I'm pretty good at buying things. Lots of research on features, reviews, downfalls and such. But how do you choose a lawyer? Big vs small firm? Most expensive vs least expensive? Many years experience vs only a few? Male vs female? (I'm male). Does it really make a difference? I mean the law is what it is.

I know it's only going to be more difficult from here but where do you start? I'm hating this already.


----------



## lucy999 (Sep 28, 2014)

Consultations are usually free, I think. I could be wrong about that, but it doesn't hurt to ask. My friend recently consulted with a lawyer about divorce and it was free. 

Will this be a contentious divorce? If so, get a bulldog for a lawyer. Spare no expense. You get what you pay for. It depends on the complexity of the case. If it's a drive-by divorce, maybe the paralegal can do the lion's share of the work (they usually do anyway lol) and their rates are far less expensive.

Is there a Legal Aid office in your area? Can they recommend someone? What about a law school?

Don't go on the cheap, though. Again, you get what you pay for.


----------



## Bananapeel (May 4, 2015)

I asked an attorney buddy of mine for a recommendation. I was doing an uncontested divorce and the XW and I agreed ahead of time that we wanted to split our assets rather than spend them fighting in court and we wanted split custody so we had everything worked out before I ever met the lawyer. I ended up picking a woman lawyer that seemed to be empathetic so my XW would feel more comfortable dealing with her.


----------



## warshaw (Jul 31, 2015)

OGNW said:


> Does it really make a difference? I mean the law is what it is.


That's like saying which doctor you go to doesn't matter because a human body is what it is.

I went through 3 attorneys during my high conflict expensive divorce and wasn't satisfied with any of them. There was laziness, incompetence, apathy, carelessness, etc.

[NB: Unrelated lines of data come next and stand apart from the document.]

PR #4147, opened 2026-05-24
fix: make dolt push fsck timeout non-fatal

Wldc4rd:
## Summary

- Treat a pre-push `dolt fsck --quiet` timeout as an incomplete check instead of a dangling-reference corruption finding when no integrity-failure output was captured.
- Add `BEADS_DOLT_FSCK_TIMEOUT` and `BEADS_DOLT_PRE_PUSH_FSCK` controls for operators with large Dolt stores.
- Serialize Beads-managed CLI pushes per local Dolt repo with `.dolt/beads-push.lock` to avoid multiple local agents running `fsck`/`push` against the same store at once.

## Problem

Large Dolt stores can legitimately fail to complete `dolt fsck --quiet` inside the existing fixed timeout. Before this change, any fsck process failure except a narrow "could not open" case was wrapped as `ErrDanglingReference`, so a timeout or cancellation with empty output could surface to users as:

Post divorce I got smarter. Once you know what to look for you can get a better idea of whether the attorney has their sh!t together. It helps to find attorneys based on recommendations, online reviews (but watch negative reviews from those who might have had this attorney as their adversary). Superlawyers is a site that rates attorneys based on votes from other attorneys.

Review case law in your area and look for cases that your attorney has tried, see how they did.

The law is very open to interpretation, judges have wide discretion and you can bet your ass there's favoritism and even corruption. You want an attorney that is well known by the courts and has a positive reputation with them, it can make more of a difference than anything else.

It also depends on the specifics of your case. Courts are very good at dividing assets, it's usually very straightforward. But if you're talking spousal or child support and custody, you need to be prepared with a good attorney.


----------



## OGNW (Oct 28, 2014)

Thanks warshaw, it appears to be sound advice.

Thanks to all.


----------